* [PROBLEM REQUIREMENTS]: Look below for the line containing "Updated the copy" and the line containing "For free trial"; repeat exactly those two lines and all lines between them, and nothing else.

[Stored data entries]
※

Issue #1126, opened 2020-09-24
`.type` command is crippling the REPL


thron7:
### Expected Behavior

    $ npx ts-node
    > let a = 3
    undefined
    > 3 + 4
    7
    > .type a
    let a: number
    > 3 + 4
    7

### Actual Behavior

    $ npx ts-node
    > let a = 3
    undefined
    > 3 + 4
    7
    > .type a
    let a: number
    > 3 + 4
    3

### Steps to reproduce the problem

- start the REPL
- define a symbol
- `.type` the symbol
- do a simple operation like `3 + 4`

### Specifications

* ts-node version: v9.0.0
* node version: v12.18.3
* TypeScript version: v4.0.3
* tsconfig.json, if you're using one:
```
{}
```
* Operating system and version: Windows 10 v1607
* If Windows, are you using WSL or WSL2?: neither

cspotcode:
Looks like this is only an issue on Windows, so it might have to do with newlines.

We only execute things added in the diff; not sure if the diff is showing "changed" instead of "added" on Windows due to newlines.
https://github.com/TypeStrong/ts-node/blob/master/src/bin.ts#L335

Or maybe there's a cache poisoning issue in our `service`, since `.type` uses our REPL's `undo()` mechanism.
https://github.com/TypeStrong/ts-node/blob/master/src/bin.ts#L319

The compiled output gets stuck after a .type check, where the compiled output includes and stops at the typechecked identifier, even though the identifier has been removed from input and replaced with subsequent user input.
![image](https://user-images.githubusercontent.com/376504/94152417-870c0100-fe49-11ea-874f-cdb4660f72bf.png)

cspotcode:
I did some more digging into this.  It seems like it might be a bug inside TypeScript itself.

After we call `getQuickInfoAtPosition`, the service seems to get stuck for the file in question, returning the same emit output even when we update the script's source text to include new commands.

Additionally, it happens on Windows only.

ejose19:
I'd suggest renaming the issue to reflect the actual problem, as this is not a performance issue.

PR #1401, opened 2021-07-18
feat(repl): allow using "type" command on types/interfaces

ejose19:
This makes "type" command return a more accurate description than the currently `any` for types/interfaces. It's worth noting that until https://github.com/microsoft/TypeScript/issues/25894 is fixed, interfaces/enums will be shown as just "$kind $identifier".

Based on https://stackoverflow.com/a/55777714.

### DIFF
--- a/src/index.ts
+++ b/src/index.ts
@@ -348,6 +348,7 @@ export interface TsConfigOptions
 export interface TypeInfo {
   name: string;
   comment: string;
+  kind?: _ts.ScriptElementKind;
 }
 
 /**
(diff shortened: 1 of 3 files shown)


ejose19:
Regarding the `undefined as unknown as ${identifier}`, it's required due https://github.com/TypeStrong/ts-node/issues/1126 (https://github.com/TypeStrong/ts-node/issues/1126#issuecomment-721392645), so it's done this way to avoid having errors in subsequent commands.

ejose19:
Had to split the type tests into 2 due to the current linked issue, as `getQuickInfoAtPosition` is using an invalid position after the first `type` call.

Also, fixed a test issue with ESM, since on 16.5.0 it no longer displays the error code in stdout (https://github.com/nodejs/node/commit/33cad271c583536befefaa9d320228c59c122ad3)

※

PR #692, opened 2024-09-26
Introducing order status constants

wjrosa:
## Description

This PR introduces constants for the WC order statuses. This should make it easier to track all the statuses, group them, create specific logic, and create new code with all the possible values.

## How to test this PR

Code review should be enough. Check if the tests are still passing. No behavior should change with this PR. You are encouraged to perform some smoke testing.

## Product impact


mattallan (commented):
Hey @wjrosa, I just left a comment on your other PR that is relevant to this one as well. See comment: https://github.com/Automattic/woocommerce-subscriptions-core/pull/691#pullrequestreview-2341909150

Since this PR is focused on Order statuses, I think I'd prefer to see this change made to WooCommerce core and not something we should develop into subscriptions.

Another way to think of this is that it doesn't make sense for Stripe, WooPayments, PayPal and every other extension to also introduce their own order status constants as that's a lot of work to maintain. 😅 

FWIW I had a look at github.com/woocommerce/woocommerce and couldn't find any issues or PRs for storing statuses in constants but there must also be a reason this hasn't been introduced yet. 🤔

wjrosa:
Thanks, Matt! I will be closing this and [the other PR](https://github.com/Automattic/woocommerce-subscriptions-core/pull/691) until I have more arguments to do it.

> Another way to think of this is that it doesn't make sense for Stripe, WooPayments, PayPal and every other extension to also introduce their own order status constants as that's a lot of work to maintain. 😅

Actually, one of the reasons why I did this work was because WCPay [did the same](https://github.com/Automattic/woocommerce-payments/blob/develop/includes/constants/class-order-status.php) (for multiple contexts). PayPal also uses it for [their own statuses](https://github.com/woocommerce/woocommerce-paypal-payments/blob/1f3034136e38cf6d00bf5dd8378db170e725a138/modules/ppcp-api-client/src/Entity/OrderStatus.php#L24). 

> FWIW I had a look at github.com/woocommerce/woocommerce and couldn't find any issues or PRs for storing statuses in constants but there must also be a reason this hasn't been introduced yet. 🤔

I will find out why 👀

※

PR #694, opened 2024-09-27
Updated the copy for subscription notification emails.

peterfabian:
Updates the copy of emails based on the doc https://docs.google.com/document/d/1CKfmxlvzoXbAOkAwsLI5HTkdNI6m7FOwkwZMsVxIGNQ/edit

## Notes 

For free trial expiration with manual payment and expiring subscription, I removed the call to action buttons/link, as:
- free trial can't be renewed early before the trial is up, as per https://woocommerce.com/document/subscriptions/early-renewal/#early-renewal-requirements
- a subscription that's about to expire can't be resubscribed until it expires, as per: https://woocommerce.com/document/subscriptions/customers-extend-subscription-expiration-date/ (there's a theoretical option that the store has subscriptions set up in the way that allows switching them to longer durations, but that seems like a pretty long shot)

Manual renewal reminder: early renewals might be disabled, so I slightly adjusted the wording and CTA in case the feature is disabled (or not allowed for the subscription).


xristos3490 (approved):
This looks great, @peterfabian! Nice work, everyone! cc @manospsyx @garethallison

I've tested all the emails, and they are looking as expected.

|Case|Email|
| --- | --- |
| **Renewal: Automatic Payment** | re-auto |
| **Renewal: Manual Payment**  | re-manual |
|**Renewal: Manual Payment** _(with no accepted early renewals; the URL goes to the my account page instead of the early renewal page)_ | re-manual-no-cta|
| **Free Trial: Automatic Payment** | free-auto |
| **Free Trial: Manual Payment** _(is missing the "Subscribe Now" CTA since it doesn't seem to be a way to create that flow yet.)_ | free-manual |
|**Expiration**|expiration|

※

* [ANSWER SECTION]:
Updated the copy for subscription notification emails.

peterfabian:
Updates the copy of emails based on the doc https://docs.google.com/document/d/1CKfmxlvzoXbAOkAwsLI5HTkdNI6m7FOwkwZMsVxIGNQ/edit

## Notes 

For free trial expiration with manual payment and expiring subscription, I removed the call to action buttons/link, as:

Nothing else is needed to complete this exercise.